### DATA
• • •

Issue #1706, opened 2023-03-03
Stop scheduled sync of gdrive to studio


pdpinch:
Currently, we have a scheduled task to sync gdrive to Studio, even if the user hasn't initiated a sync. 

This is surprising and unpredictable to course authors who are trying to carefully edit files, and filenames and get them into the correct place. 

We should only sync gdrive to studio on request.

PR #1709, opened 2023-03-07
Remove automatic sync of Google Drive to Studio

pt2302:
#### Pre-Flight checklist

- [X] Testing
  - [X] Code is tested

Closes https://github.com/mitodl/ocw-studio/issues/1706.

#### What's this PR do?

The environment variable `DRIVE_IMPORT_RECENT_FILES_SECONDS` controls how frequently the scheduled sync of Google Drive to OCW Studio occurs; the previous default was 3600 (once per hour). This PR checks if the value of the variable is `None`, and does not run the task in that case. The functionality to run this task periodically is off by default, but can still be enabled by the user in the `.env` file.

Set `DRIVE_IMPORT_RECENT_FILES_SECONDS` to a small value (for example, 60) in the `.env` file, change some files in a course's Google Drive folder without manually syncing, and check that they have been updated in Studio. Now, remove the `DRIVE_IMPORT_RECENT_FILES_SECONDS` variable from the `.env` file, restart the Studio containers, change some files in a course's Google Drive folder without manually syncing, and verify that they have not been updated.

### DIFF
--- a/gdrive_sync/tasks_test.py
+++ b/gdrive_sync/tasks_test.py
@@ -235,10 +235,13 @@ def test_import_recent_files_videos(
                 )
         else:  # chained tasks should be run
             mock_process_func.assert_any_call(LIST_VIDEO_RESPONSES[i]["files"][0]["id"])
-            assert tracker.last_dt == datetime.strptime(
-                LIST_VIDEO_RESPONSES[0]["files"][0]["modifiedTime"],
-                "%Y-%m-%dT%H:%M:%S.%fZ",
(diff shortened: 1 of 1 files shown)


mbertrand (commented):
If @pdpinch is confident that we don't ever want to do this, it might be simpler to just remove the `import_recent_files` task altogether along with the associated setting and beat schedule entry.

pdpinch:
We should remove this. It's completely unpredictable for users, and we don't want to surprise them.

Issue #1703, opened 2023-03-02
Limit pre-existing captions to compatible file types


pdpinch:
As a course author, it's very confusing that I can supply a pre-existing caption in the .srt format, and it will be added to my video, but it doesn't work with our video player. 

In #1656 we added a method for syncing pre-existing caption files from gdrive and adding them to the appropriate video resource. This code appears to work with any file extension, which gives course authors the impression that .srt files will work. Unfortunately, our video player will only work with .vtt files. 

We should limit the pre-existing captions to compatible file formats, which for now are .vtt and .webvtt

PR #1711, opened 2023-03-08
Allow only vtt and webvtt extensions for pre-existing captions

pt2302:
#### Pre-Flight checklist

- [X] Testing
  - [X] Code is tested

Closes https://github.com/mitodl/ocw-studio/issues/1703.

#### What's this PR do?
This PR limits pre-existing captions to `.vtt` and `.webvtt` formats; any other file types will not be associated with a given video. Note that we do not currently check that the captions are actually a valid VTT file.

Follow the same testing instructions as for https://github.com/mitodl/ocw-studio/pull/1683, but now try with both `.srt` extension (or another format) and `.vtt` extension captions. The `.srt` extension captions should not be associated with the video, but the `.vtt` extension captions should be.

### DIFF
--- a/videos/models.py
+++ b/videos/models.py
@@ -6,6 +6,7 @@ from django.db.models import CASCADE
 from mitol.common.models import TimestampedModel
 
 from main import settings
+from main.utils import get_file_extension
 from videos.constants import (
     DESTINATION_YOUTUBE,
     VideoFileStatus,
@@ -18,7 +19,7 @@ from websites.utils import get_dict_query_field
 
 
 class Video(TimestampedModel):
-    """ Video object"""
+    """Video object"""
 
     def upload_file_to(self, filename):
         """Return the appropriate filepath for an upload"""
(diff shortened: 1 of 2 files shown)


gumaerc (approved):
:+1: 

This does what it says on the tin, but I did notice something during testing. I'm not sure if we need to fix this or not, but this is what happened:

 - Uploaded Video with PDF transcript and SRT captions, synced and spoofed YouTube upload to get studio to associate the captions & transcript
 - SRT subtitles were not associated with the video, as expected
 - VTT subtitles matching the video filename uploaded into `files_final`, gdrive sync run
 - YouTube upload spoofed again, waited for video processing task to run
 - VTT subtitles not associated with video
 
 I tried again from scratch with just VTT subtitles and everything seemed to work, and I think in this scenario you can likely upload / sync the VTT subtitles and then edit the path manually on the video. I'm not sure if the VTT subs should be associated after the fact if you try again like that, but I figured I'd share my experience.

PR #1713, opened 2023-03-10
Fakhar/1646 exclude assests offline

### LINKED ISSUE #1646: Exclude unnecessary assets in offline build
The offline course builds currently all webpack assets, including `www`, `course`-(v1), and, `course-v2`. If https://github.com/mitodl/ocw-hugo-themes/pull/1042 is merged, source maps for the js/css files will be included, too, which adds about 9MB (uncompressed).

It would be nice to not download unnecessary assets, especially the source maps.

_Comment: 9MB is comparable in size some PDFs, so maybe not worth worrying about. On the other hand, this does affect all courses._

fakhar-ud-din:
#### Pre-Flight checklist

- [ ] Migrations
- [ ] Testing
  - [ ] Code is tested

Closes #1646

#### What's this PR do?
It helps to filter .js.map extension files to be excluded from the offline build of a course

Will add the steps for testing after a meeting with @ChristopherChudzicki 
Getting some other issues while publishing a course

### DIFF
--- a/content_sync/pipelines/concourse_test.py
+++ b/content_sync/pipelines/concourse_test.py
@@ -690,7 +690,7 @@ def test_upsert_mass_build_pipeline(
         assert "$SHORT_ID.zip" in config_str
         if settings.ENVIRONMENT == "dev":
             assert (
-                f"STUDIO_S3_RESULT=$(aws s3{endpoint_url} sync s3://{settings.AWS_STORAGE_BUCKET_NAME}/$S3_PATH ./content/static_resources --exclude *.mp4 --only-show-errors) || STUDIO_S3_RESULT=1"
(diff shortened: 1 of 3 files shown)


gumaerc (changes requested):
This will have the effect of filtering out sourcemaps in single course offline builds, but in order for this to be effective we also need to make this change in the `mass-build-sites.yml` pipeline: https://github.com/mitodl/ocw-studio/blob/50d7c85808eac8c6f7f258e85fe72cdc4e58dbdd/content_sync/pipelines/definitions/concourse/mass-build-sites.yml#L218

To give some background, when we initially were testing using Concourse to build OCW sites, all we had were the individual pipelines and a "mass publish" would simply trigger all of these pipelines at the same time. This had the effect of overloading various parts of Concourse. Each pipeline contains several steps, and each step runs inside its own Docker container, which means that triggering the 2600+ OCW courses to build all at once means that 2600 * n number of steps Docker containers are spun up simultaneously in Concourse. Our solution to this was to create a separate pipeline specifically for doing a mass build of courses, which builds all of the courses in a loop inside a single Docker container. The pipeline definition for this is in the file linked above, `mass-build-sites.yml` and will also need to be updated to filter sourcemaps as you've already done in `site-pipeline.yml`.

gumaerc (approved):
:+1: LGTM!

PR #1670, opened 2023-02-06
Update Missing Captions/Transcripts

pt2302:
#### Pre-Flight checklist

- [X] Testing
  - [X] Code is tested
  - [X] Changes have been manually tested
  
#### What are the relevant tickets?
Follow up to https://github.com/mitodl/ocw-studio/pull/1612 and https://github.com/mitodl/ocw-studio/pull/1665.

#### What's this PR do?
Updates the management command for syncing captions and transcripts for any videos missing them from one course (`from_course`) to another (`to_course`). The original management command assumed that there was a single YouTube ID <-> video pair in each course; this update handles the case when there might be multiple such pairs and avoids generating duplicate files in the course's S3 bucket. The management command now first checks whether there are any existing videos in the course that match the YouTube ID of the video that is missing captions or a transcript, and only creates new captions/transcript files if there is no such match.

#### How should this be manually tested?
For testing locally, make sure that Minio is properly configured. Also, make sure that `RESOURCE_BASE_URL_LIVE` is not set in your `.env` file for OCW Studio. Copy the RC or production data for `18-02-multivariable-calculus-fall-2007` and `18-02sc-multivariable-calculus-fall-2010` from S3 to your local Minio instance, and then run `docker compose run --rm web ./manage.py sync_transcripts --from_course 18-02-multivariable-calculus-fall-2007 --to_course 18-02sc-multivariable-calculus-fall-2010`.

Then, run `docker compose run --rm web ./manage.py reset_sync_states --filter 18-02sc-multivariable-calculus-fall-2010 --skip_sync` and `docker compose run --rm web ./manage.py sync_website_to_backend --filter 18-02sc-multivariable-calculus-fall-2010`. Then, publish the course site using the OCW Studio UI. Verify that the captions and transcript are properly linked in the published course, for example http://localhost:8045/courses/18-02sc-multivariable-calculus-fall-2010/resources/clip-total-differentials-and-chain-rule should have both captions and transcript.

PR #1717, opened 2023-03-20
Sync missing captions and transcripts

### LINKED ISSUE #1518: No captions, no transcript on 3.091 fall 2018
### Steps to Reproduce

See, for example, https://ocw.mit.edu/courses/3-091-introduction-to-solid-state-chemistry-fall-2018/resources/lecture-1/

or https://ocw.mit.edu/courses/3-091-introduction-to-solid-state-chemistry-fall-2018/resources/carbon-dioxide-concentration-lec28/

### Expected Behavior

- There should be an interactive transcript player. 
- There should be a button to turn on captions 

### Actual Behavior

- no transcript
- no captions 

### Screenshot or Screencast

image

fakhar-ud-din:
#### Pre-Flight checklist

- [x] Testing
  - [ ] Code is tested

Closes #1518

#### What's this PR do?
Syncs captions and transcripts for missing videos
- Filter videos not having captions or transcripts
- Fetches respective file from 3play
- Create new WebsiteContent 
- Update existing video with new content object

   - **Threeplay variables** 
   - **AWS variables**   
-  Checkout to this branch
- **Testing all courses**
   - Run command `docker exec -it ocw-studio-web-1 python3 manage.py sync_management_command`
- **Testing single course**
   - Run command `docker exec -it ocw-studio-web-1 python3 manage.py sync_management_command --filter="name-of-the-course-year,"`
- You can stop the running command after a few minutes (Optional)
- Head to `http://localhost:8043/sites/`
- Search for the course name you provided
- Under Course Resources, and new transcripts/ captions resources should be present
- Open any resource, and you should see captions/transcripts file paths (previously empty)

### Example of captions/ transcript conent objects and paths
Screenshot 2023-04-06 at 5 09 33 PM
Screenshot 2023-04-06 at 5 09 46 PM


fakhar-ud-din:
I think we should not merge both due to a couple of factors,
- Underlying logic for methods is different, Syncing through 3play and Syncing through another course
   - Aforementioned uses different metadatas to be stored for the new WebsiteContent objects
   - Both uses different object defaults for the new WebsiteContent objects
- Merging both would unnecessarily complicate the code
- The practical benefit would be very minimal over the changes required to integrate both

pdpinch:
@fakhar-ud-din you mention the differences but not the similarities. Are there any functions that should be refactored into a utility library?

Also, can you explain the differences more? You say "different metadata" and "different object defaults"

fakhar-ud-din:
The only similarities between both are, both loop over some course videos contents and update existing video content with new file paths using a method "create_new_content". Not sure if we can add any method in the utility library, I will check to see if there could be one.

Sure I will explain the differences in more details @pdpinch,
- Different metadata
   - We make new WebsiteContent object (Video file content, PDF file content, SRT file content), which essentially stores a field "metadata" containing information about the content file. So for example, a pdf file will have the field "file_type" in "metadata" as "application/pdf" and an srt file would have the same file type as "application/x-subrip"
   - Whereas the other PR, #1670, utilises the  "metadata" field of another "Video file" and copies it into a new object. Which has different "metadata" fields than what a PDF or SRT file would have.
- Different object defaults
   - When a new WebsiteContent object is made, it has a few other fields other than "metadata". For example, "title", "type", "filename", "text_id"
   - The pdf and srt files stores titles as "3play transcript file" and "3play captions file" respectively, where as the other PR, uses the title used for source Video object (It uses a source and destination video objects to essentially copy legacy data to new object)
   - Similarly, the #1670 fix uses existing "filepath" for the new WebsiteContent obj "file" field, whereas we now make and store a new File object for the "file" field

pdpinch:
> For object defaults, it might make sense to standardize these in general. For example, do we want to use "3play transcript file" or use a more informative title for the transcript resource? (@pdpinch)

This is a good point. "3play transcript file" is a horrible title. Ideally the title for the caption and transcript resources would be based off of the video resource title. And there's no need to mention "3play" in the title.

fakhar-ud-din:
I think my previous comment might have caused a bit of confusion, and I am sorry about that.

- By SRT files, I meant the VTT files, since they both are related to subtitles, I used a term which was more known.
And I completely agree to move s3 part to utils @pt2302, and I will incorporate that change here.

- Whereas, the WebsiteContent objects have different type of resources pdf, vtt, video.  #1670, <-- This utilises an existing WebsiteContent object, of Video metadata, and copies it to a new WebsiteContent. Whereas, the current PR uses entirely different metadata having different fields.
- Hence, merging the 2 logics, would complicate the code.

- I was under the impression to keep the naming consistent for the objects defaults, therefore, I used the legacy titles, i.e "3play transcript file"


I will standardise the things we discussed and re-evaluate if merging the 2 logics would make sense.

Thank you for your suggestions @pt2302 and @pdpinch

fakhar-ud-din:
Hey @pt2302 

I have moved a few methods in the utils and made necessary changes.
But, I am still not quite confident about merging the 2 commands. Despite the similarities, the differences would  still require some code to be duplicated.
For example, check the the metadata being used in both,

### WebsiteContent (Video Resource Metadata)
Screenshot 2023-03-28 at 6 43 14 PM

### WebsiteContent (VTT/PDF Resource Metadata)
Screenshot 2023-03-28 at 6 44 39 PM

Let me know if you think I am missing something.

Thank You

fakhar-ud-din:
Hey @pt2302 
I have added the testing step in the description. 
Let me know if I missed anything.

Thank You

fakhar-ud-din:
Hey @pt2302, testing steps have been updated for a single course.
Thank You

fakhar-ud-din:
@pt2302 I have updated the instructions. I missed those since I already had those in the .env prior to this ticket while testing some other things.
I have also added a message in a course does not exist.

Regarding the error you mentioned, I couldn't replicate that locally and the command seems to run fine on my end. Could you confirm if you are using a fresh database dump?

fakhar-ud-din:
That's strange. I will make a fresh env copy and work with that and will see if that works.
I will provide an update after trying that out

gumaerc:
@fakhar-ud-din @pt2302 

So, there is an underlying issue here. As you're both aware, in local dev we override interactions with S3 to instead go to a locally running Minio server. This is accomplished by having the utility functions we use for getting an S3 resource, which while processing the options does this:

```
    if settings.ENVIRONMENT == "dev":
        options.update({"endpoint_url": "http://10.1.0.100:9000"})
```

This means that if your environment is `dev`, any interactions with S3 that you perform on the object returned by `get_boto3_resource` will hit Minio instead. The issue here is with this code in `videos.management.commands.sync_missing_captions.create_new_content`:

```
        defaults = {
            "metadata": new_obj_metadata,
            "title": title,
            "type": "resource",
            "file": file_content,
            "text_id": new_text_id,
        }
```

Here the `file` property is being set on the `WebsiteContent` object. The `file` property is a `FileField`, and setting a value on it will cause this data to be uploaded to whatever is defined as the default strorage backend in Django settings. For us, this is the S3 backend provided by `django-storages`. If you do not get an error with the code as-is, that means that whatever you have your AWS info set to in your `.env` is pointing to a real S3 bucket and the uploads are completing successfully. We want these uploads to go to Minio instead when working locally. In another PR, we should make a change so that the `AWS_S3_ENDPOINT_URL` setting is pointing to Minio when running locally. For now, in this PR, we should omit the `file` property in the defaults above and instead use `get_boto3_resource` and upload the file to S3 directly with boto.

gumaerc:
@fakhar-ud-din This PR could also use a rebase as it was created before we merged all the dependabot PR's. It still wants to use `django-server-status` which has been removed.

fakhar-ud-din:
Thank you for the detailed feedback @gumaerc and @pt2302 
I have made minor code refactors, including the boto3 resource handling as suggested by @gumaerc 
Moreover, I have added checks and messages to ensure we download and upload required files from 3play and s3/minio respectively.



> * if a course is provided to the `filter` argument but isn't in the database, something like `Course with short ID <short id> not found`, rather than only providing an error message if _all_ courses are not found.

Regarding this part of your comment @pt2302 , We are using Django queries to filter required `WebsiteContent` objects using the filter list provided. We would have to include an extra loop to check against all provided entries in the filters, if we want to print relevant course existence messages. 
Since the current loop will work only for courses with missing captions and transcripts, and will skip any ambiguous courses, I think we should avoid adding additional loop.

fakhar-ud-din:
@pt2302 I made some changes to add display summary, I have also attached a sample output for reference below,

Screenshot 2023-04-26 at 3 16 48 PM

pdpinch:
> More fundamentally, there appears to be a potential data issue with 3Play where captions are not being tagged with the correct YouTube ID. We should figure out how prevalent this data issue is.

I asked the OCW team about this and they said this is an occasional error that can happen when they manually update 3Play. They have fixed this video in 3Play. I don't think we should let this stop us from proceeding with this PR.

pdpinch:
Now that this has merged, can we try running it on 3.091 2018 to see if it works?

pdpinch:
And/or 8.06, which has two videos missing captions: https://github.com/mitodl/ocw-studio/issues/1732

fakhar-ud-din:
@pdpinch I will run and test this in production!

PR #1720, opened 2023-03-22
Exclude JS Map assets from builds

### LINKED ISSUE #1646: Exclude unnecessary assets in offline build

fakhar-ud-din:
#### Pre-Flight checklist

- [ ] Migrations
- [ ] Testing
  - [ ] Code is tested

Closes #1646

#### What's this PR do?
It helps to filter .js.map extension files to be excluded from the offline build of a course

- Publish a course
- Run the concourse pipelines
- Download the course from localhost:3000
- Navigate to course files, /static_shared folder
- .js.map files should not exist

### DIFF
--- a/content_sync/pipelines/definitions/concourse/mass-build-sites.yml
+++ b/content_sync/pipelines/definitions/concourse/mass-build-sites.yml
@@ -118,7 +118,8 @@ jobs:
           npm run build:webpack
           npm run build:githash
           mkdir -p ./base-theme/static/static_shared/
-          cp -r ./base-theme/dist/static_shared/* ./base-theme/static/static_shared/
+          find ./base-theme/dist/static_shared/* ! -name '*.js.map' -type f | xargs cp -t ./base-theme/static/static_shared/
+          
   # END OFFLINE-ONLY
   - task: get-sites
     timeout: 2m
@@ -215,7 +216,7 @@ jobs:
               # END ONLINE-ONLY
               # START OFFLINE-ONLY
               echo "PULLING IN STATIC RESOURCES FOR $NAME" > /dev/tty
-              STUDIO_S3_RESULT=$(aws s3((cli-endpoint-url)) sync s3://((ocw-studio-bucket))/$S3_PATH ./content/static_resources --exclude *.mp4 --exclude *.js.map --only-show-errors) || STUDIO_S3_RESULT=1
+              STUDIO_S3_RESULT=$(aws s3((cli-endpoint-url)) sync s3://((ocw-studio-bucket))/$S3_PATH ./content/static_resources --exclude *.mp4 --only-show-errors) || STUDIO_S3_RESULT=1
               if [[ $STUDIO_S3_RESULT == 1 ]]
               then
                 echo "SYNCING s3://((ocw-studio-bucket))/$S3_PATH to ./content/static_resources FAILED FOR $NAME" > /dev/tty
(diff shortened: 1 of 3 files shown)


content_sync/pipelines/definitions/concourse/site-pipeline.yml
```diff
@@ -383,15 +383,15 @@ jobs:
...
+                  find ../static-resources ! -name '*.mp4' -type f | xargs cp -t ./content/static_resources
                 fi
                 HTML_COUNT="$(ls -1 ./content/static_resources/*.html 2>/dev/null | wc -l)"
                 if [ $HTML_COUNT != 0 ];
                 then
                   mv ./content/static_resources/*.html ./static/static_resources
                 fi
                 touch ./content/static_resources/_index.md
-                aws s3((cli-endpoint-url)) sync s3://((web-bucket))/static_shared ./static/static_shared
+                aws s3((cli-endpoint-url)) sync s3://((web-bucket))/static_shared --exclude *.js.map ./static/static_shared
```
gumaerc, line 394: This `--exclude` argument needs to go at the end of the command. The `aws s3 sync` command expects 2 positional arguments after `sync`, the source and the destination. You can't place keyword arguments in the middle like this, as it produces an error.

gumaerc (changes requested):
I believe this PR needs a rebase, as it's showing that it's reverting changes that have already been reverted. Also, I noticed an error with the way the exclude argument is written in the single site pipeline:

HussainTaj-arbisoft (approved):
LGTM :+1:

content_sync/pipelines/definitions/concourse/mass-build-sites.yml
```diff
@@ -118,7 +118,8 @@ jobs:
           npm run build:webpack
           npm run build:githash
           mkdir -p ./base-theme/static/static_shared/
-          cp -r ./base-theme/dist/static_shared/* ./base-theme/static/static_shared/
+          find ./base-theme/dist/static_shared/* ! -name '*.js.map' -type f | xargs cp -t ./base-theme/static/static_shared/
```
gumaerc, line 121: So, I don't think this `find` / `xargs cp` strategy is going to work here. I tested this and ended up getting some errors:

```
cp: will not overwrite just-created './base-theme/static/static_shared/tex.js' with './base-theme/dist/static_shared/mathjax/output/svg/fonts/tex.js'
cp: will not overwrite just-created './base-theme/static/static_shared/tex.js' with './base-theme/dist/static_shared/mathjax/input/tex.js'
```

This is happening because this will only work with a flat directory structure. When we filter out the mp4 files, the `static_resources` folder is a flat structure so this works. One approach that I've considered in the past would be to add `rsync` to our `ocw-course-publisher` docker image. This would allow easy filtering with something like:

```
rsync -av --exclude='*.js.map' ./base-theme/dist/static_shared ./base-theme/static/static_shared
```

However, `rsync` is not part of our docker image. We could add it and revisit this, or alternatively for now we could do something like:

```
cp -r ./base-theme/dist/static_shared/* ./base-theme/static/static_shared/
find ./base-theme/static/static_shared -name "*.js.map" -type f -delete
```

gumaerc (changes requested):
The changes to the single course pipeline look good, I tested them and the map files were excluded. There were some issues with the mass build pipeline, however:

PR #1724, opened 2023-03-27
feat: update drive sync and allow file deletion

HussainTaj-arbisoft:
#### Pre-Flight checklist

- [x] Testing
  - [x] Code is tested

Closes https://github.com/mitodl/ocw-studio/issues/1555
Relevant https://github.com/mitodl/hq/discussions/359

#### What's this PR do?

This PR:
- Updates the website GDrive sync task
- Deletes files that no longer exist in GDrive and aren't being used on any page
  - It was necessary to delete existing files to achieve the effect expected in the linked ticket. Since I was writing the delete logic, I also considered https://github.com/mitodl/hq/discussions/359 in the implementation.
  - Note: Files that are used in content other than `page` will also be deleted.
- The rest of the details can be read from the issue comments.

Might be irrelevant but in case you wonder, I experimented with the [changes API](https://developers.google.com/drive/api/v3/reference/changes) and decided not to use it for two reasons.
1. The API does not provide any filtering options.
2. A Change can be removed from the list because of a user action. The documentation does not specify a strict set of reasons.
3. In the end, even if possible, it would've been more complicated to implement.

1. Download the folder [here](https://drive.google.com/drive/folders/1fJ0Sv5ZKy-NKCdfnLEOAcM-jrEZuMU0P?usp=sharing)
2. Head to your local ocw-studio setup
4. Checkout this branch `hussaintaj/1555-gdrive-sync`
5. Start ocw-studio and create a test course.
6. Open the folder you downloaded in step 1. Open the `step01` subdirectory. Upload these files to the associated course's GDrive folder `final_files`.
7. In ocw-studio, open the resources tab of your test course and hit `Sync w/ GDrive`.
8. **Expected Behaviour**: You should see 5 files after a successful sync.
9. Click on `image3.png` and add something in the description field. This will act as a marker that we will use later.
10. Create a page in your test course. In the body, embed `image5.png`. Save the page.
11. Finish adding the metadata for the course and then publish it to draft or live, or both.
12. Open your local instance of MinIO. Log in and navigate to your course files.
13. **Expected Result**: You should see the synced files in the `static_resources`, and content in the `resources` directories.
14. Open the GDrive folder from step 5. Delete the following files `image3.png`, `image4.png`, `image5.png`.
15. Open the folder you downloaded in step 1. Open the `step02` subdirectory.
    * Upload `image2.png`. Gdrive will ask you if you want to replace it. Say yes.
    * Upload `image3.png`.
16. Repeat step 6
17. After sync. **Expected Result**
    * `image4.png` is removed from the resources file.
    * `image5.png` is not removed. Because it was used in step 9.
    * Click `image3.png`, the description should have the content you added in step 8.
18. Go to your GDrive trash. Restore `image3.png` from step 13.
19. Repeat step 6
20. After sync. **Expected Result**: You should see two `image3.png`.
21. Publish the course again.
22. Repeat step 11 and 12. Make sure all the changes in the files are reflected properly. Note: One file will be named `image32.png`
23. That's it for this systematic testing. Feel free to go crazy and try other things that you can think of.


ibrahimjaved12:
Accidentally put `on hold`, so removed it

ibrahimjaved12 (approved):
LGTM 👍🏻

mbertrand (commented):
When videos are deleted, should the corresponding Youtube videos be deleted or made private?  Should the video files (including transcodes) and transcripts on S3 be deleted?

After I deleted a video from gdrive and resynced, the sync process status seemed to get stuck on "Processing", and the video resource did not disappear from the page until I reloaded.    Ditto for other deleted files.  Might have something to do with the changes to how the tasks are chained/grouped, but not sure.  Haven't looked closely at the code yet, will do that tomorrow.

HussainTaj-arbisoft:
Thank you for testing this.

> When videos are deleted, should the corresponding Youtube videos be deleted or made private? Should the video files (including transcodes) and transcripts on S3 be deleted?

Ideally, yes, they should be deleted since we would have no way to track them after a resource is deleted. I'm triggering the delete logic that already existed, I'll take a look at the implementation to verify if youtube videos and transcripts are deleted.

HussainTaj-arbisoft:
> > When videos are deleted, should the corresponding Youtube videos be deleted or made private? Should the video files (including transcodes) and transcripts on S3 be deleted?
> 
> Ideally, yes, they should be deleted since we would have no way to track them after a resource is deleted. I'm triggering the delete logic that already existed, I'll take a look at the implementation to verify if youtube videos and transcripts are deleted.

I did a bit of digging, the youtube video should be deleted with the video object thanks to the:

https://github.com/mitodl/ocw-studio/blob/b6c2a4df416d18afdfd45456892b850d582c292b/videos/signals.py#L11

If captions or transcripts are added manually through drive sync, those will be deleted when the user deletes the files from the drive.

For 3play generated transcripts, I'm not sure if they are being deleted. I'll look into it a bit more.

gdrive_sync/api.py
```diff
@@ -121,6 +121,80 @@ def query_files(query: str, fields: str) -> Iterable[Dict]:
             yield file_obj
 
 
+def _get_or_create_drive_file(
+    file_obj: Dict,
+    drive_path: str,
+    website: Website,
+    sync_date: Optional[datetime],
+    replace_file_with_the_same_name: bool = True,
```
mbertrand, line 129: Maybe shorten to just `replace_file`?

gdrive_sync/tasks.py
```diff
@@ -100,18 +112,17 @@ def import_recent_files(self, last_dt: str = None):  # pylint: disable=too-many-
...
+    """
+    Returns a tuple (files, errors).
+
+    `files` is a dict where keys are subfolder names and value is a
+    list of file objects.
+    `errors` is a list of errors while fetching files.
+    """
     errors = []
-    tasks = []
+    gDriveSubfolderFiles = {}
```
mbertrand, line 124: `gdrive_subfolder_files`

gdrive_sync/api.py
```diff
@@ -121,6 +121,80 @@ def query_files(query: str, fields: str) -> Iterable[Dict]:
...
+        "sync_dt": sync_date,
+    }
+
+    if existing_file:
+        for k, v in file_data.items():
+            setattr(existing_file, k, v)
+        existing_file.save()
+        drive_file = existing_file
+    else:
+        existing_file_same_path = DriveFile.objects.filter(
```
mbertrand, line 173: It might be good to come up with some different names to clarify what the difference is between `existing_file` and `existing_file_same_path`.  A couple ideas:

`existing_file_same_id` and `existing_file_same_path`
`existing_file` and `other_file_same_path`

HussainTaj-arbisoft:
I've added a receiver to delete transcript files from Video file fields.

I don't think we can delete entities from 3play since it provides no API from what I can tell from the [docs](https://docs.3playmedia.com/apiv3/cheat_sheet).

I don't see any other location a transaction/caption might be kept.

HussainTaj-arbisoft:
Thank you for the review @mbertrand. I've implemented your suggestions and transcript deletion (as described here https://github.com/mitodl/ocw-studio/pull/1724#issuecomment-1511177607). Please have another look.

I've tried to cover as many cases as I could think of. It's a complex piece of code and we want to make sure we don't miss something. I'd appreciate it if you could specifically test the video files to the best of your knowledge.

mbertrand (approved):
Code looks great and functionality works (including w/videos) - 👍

• • •

### WORK REQUIRED
Work through the records above and count the lines that hold the string "chemistry". Please give only that figure.

### ANSWER TO THE EXERCISE
2